Domain 4 of 4

Troubleshooting and Optimization

Domain · 18% of the DVA-C02 exam

One loop ties this domain together: instrument, observe, diagnose, then optimize

Troubleshooting and Optimization is the smallest DVA-C02 domain (18% of the exam, versus 32% for Development with AWS Services), yet its three subtopics describe one continuous loop rather than three separate skills. First you instrument the code so it emits signal (Code Observability); then, when something is wrong, you read that signal to find the fault (Root Cause Analysis); and once the signal also tells you where time, money, or capacity is being wasted, you tune the application against a measured baseline (Application Optimization). The loop only closes if step one happened: code that emits nothing can be neither diagnosed nor optimized. Read the domain in that order: instrumentation is the prerequisite for the other two, not a peer of them.

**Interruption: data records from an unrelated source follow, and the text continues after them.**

PR #3542, opened 2026-07-17
mcp-ex: binary cell output must ride the wire, not kill it (fixes #3538)

andrewgazelka:
Fixes #3538.

A cell printing raw binary (`IO.puts(File.read!(<compiled binary>))`) killed the MCP connection: the harness hung forever and the job's history row was orphaned at `:running` (`Jobs.cancel` then raised "no such job"). Reproduced end-to-end in tests before fixing; the pinned death path:

1. `:unicode.characters_to_binary/1` answers invalid UTF-8 with an `{:error, ...}` **tuple**, which `IOProxy.convert/2` passed to the job's output buffer as if it were output.
2. `byte_size/1` on that tuple crashed the Job GenServer mid-`finish` -- after the eval had already succeeded -- before `History.finished/3` and before subscribers were notified.
3. The awaiting request task then died `:noproc`, and Stdio's `DOWN` handler silently dropped the pending reply: no response, ever, on a connection that looked alive.

The fix, layer by layer:

- **`IxMcp.UTF8` (new)**: valid UTF-8 passes byte-identical (the #3523 wire transparency, extended to output); invalid bytes become visible `\xNN` escapes, invalid codepoints `\u{...}`. `IOProxy` sanitizes both `:unicode` and `:latin1` `put_chars`, so the sink invariant (valid UTF-8 binary, always) holds no matter what a cell prints. `Job.append/2` now guards `is_binary` so any regression fails the offending `put_chars`, not the job record.
- **Stdio reply-always**: the request id is captured before dispatch, a handler task that dies abnormally is answered with a JSON-RPC `-32603` error, and a response the JSON encoder rejects degrades to an error reply instead of crashing the transport (and its linked read loop -- the whole connection).
- **History finalization**: `Jobs.History` is now a GenServer that monitors each recording job and drives its row to a terminal `:failed` if the process dies without reporting. `Jobs.cancel/1` on a dead-but-recorded id reports the recorded state instead of raising (including the async-Registry `:noproc` race the sandboxed suite caught).
- **Output cap**: one exec reply carries at most 64KiB of output, truncated on a codepoint boundary with a marker naming the original byte count; full output stays pageable via `Jobs.tail/lines/grep`.

The nix smoke test now round-trips a binary-printing cell over real stdio and proves the connection survives to answer the next request.

> [!NOTE]
> ### Fix MCP stdio transport to survive binary and invalid UTF-8 cell output
> - Adds [`IxMcp.UTF8`](https://github.com/indexable-inc/index/pull/3542/files#diff-af0cd410ef5f7c9c8af49a7aeba2052bf322e92eefd4db556e69685417251b14) with `sanitize/1` (escapes invalid bytes as `\xNN`) and `truncate/2` (byte-safe UTF-8 truncation); [`IOProxy.convert/2`](https://github.com/indexable-inc/index/pull/3542/files#diff-5aa2693b587d4194a0408dfff4e54d189e2f5656d509149e7b7246537ab1d670) now uses `sanitize/1` so all cell output is guaranteed valid UTF-8.
> - [`IxMcp.MCP.Stdio`](https://github.com/indexable-inc/index/pull/3542/files#diff-775ac658aaedab87f4cd5e80d254eaeb13c77ac446f0e4fb2583980ab94a7cb7) now tracks `ref -> id` for in-flight tasks; a crashed handler emits a JSON-RPC error reply instead of silently dropping the request, and a response that fails JSON encoding degrades to an error reply rather than killing the transport.
> - [`IxMcp.Jobs.History`](https://github.com/indexable-inc/index/pull/3542/files#diff-3ec5af6bd6a30c316cdf60f2fcbd7a3ef36b358e7e3682a10747c8035f6735e8) is refactored from Agent to GenServer and monitors job processes, automatically marking jobs `:failed` with elapsed time if they die without reporting.
> - [`IxMcp.MCP.Tools`](https://github.com/indexable-inc/index/pull/3542/files#diff-c1967b7edcd9f2a8628cd2ebf989cfe1e0daf0af2416367f04b4e816c897e776) truncates exec output exceeding `@max_output_bytes` using `UTF8.truncate/2` and appends an advisory line with byte counts.
> - Behavioral Change: `cancel/1` in [`IxMcp.Jobs`](https://github.com/indexable-inc/index/pull/3542/files#diff-4b32b41230aeb491b1cb281b931eee2f7be20df1fd5c07374727ce4819007dc7) now returns `{:error, status}` for gone-but-known jobs and raises only for unknown ids.
>
> 
>
> <sup><a href="https://app.macroscope.com">Macroscope</a> summarized b45a9bd.</sup>
> 
>

### DIFF
--- a/packages/mcp-ex/default.nix
+++ b/packages/mcp-ex/default.nix
@@ -137,11 +137,13 @@
     }
     ''
       set +e
-      printf '%s\n%s\n%s\n%s\n' \
+      printf '%s\n%s\n%s\n%s\n%s\n%s\n' \
         '{"jsonrpc":"2.0","id":1,"method":"initialize","params":{"protocolVersion":"2025-06-18"}}' \
         '{"jsonrpc":"2.0","id":2,"method":"tools/list","params":{}}' \
         '{"jsonrpc":"2.0","id":3,"method":"tools/call","params":{"name":"session_set_name","arguments":{"name":"smoke"}}}' \
         '{"jsonrpc":"2.0","id":4,"method":"tools/call","params":{"name":"exec","arguments":{"intent":"utf8 wire roundtrip","budget":60,"code":"\"snow ☃\""}}}' \
+        '{"jsonrpc":"2.0","id":5,"method":"tools/call","params":{"name":"exec","arguments":{"intent":"binary output rides as escapes","budget":60,"code":"IO.puts(<<255, 97>> <> \"bin-marker\")"}}}' \
+        '{"jsonrpc":"2.0","id":6,"method":"tools/call","params":{"name":"exec","arguments":{"intent":"connection survives binary output","budget":60,"code":"\"alive-after-binary\""}}}' \
         | IX_MCP_ACTIONS_DB="$PWD/actions.db" ix-mcp-ex > response.jsonl 2> server-stderr.log
       rc=$?
       set -e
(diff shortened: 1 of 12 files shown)


andrewgazelka:
Merging with --admin per the infra-stall policy (2026-07-17): flake-check failed only on runner-queue admission ("worker waited 2895s for a runner slot, over the 1800s queue admission budget ... rerun once the backlog drains", indexable-inc/ix#7625), and closure-gate is its mirror. No code lane failed. The package's own CI derivations were built green locally before merge:

    nix build .#mcp-ex.tests.elixir   # compile --warnings-as-errors, format, credo --strict, ExUnit: 58 tests, 0 failures
    nix build .#mcp-ex.tests.smoke    # real stdio exchange incl. the new binary-output round-trip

The emit-vs-read split decides which subtopic a question belongs to

Code Observability and Root Cause Analysis use the same four AWS services but from opposite ends. Observability is the emit side: the developer's job of producing signal, writing structured JSON logs with a correlation ID, publishing custom metrics (EMF or the PutMetricData API), and instrumenting requests with the AWS X-Ray SDK so each call becomes a traceable subsegment. Root cause analysis is the read side: querying that signal during an incident, CloudWatch Logs Insights over the logs, the X-Ray service map over the traces, CloudWatch alarms over the metrics. When an exam question hinges on a code change ("how should the function record this?"), it is an observability question; when it hinges on interpreting evidence ("which signal tells you why it failed?"), it is a root-cause question. Same services, different verb.

Four telemetry signals, four different questions. Match the signal to the question

Every troubleshooting question on this exam ultimately picks among four AWS signals, and the distractor is almost always the signal that answers the wrong question. CloudWatch Logs answer "what exactly happened in this one request?" (per-event detail). CloudWatch metrics answer "how much, how often, is it trending?" (numeric aggregates and alarms). AWS X-Ray answers "where in the call chain did latency or errors accumulate?" (the service map across hops). CloudTrail answers "who called which AWS API, when, from where?" (the control-plane audit trail), and the classic trap is reaching for CloudTrail to debug application logic, which it never records. Decide what the question is asking before choosing the service; the four are complementary, not interchangeable.

You can only optimize what you have already measured

Optimization in this domain is evidence-driven, never speculative: the observability and root-cause work is what turns "the app feels slow" into a specific, measured bottleneck worth fixing. Once a baseline exists, the exam's preferred levers run cheapest-and-least-invasive first: cache an expensive result before scaling the backend, cut chattiness (batch DynamoDB calls, page instead of scan, let the SDK back off on throttles) before adding capacity, and right-size the one dial that matters for Lambda (memory, which also sets CPU) using measured duration rather than a guess. The same telemetry then confirms the change helped, which feeds the next pass of the loop. Optimizing without a measured baseline is guessing, and the exam rewards the answer grounded in data.

The three subtopics as one loop, where each sits and what it owns

SubtopicRole in the loopVerbPrimary AWS servicesThe exam question it answers
Code ObservabilityEmit signal so the system can be questioned laterInstrument / emitCloudWatch Logs (structured JSON + EMF), CloudWatch metrics (PutMetricData/EMF), X-Ray SDKHow should the code record this so it can be diagnosed and tuned?
Root Cause AnalysisRead the emitted signal to localize a faultDiagnose / readCloudWatch Logs Insights, CloudWatch metrics & alarms, X-Ray service map, CloudTrailWhich signal tells me what happened and why it failed?
Application OptimizationTune against the measured baseline, then confirmOptimize / tuneCaching (CloudFront, API Gateway, ElastiCache, DAX), Lambda memory/concurrency, DynamoDB batch APIsWhat is the cheapest change that improves the measured bottleneck?